Relation BiLSTM P BiLSTM R BiLSTM F1 BERT+SVM P BERT+SVM R BERT+SVM F1
Cause-Effect(e1,e2) 0.89 0.89 0.89 0.85 0.63 0.72
Cause-Effect(e2,e1) 0.89 0.87 0.88 0.63 0.88 0.74
Component-Whole(e1,e2) 0.80 0.78 0.79 0.68 0.70 0.69
Component-Whole(e2,e1) 0.62 0.64 0.63 0.51 0.65 0.57
Content-Container(e1,e2) 0.72 0.95 0.82 0.79 0.83 0.81
Content-Container(e2,e1) 0.78 0.74 0.76 0.56 0.56 0.56
Entity-Destination(e1,e2) 0.85 0.90 0.87 0.73 0.85 0.78
Entity-Destination(e2,e1) 0.00 0.00 0.00 0.00 0.00 0.00
Entity-Origin(e1,e2) 0.79 0.87 0.83 0.59 0.78 0.67
Entity-Origin(e2,e1) 0.80 0.87 0.84 0.65 0.77 0.71
Instrument-Agency(e1,e2) 0.52 0.55 0.53 0.33 0.27 0.30
Instrument-Agency(e2,e1) 0.69 0.73 0.71 0.69 0.48 0.56
Member-Collection(e1,e2) 0.43 0.66 0.52 0.50 0.41 0.45
Member-Collection(e2,e1) 0.80 0.91 0.85 0.63 0.88 0.73
Message-Topic(e1,e2) 0.76 0.90 0.82 0.71 0.80 0.75
Message-Topic(e2,e1) 0.78 0.75 0.76 0.78 0.57 0.66
Product-Producer(e1,e2) 0.76 0.78 0.77 0.60 0.58 0.59
Product-Producer(e2,e1) 0.68 0.69 0.69 0.55 0.53 0.54
Other 0.54 0.33 0.41 0.49 0.22 0.30
Macro Avg 0.69 0.73 0.70 0.59 0.60 0.59
Weighted Avg 0.74 0.75 0.74 0.63 0.64 0.62

Key Observations

  • BiLSTM + RPE outperforms BERT + SVM on all overall metrics, reinforcing the advantage of end-to-end sequential feature learning over a pipeline approach.
  • Entity-Destination(e2,e1) scored 0% for both models — this relation had only one training sample, making it impossible to learn. Potential fixes: SMOTE oversampling, converting reverse-relation sentences, or removing the class.
  • BERT + SVM showed competitive precision on some individual relations (e.g. Cause-Effect, Content-Container) where BERT's contextual embeddings captured sufficient signal.
  • Both models underperform the SOTA BiLSTM+Attention model (Zhou et al., 2016) which achieves 85% accuracy — attributable to its attention mechanism, which we did not implement.
  • The BERT + SVM model's precision (59%) falls below specialist SVM systems (63–84%) that use syntactic features like POS tags, WordNet, and NomLex — showing that BERT embeddings alone do not substitute for feature engineering in SVMs.

Future Work

  • Fine-tuning BERT end-to-end for relation classification rather than using it as a frozen feature extractor
  • Adding an attention mechanism to the BiLSTM (as in Zhou et al., 2016) to target the performance gap with SOTA
  • Addressing class imbalance via SMOTE or data augmentation for rare relation types
  • Exploring graph-based approaches (e.g.

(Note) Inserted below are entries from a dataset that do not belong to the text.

PR #173, opened 2021-07-20
fix: checkbox disabled state styles

HaleyWardo:
Here is an [issue](https://github.com/framer/motion/issues/262) that I was able to reference.

**BEFORE**

https://user-images.githubusercontent.com/32574227/126359499-847062ec-ac1a-447c-a77f-76390b179753.mov

**AFTER**

https://user-images.githubusercontent.com/32574227/126359548-19bdbf86-f643-43fa-ae23-74778f0633ee.mov

### DIFF
--- a/src/components/Checkbox/Checkbox.tsx
+++ b/src/components/Checkbox/Checkbox.tsx
@@ -148,7 +148,11 @@ const tickVariants = {
   pressed: (isChecked: boolean) => ({
     pathLength: isChecked ? 0.85 : 0.2,
   }),
-  checked: { pathLength: 1 },
+  checked: {
+    pathLength: 1,
+    stroke: 'var(--tick-primary)',
+    strokeOpacity: 1,
+  },
   unchecked: { pathLength: 0 },
 };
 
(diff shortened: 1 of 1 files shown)


RyanRatcliff (approved):

HaleyWardo:
Right now we are just animating if checked, but if the user disables/enables the checkbox dynamically there is no way to re-render/re-animate. Setting a multi-variant animate will allow us to re-animate if `disabled` or `checked` changes.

GCN over dependency parse trees) for richer structural representations

References

  • Devlin et al. (2019). BERT: Pre-training of Deep Bidirectional Transformers. NAACL.
  • Zhou et al. (2016). Attention-based BiLSTM for Relation Classification. ACL.
  • Baldini Soares et al. (2019). Matching the Blanks: Distributional Similarity for Relation Learning. ACL.
  • Pennington et al. (2014). GloVe: Global Vectors for Word Representation. EMNLP.
  • Reimers and Gurevych (2019). Sentence-BERT. EMNLP.
  • Hendrickx et al. (2010). SemEval-2010 Task 8. SemEval Workshop.
  • Rink and Harabagiu (2010). UTD: Classifying Semantic Relations. SemEval Workshop.